• _Assigned task_
Read the records and gather each line that includes "section".

• _Saved entries_

^^^^^^^^^^^^^^^^

PR #30849, opened 2023-10-26
WASM debug scenario update

### LINKED ISSUE #30824: Update Blazor WebAssembly debugging limitations
### Description

In the .NET 7 docs and earlier doc versions the Blazor WebAssembly debugging docs has a section that says "Unsupported scenarios for Blazor WebAssembly apps include:", but as far as I can tell, everything listed is actually supported. It looks like this was already fixed for the .NET 8 docs, but not the earlier doc sets.

Also, in the limitations section:

Limitation | Status | Addressed in
--- | --- | ---
Break on unhandled exceptions. | The debugger can break on unhandled exceptions, but Blazor currently catches all exceptions so they are all handled (see #42510). The workaround is to break when the exception is thrown. I think we should remove this item as a limitation and add a note about how to debug exceptions. | .NET 6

^^^^^^^^^^^^^^^^

• _Completed task_
In the .NET 7 docs and earlier doc versions the Blazor WebAssembly debugging docs has a section that says "Unsupported scenarios for Blazor WebAssembly apps include:", but as far as I can tell, everything listed is actually supported. It looks like this was already fixed for the .NET 8 docs, but not the earlier doc sets.
Also, in the limitations section:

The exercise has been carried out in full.